| Exercise brief |
Take the lines below beginning at the line that has "Yep, makes sense. Thanks!" and stopping after the line that has "I had 7 contacts", and print them exactly as they are, with no other lines.

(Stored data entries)
Content starts

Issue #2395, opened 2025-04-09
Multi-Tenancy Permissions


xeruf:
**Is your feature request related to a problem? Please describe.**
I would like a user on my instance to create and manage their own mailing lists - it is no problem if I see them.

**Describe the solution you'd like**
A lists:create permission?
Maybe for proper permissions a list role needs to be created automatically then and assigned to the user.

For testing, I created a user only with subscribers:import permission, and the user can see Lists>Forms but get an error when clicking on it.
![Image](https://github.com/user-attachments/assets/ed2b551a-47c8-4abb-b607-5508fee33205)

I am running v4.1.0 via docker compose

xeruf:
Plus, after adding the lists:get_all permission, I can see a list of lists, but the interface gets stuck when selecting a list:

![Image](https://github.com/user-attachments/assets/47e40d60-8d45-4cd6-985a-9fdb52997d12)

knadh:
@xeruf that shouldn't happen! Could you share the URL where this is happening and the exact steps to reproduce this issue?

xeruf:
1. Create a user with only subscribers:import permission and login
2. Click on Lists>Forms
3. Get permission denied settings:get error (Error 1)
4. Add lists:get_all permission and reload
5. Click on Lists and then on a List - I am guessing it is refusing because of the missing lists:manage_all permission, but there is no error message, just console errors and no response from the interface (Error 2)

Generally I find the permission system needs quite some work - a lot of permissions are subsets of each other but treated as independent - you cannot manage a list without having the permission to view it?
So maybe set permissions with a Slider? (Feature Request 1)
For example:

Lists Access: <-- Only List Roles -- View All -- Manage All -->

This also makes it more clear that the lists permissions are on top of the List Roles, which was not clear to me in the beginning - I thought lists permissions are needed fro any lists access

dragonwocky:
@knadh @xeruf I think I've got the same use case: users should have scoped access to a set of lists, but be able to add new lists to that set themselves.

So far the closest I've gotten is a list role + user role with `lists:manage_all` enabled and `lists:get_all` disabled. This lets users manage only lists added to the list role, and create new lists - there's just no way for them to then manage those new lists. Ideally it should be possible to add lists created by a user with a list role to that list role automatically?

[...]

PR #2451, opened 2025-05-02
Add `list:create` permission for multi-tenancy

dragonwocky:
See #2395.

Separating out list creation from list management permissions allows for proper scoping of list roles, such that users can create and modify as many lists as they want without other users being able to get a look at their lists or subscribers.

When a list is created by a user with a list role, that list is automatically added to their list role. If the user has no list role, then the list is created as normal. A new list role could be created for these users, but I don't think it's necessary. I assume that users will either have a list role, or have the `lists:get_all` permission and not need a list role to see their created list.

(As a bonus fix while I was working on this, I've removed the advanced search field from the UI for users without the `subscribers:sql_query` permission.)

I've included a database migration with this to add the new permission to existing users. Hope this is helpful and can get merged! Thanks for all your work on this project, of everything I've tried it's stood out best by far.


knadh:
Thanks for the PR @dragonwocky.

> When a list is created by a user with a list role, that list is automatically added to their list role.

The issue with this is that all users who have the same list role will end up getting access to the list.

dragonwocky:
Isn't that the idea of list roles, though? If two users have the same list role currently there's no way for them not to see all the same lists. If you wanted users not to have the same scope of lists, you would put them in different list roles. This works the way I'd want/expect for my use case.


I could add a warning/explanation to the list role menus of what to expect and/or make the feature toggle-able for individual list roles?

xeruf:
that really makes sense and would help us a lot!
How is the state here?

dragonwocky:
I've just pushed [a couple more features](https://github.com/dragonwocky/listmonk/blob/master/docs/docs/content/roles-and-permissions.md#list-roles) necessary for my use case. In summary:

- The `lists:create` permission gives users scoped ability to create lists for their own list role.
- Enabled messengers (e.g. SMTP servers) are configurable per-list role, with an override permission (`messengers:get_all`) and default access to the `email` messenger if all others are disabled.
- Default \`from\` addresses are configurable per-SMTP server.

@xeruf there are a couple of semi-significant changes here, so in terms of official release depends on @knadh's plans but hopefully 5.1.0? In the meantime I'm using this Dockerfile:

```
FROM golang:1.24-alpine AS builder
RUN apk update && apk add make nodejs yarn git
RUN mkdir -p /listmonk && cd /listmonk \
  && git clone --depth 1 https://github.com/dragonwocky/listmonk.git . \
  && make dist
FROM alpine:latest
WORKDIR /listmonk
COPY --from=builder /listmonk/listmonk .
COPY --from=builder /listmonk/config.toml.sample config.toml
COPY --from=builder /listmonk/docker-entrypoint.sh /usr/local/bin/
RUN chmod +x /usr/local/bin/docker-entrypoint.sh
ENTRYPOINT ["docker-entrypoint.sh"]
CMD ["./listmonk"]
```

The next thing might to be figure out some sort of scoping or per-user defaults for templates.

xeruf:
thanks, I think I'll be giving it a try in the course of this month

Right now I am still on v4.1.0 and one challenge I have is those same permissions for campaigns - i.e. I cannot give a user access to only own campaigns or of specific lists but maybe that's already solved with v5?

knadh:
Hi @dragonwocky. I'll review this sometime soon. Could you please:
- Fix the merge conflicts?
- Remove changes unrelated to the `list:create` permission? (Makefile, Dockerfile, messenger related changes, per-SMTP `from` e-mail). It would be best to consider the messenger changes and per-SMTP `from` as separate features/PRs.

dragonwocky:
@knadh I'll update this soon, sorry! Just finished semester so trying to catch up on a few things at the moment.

Content ends
Content starts

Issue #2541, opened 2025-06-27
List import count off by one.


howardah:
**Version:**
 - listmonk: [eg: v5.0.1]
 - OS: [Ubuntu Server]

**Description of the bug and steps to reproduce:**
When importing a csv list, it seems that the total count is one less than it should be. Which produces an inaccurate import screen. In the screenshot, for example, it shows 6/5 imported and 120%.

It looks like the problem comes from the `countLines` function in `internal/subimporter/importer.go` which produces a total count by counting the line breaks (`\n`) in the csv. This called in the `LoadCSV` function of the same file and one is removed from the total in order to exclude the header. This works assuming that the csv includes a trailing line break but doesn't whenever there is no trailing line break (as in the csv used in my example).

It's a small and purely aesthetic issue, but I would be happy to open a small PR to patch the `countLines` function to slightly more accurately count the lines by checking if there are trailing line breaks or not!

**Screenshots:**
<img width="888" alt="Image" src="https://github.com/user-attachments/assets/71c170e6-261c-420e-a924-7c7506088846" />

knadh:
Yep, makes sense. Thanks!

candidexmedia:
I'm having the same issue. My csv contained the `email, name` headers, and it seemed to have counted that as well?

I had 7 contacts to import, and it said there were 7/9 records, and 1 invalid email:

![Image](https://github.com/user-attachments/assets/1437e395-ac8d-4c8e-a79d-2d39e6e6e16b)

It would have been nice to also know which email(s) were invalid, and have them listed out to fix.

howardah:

Content ends
Content starts

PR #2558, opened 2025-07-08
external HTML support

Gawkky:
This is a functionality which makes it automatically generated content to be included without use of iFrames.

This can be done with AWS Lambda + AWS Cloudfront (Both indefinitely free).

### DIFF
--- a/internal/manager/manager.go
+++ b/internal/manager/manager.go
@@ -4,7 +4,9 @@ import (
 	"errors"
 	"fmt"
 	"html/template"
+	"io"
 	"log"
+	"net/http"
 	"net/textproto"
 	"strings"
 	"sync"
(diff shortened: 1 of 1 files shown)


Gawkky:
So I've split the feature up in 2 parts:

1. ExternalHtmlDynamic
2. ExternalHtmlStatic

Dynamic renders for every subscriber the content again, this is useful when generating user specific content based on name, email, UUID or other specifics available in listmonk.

Content ends

| Solution below |
Yep, makes sense. Thanks!

candidexmedia:
I'm having the same issue. My csv contained the `email, name` headers, and it seemed to have counted that as well?

I had 7 contacts to import, and it said there were 7/9 records, and 1 invalid email:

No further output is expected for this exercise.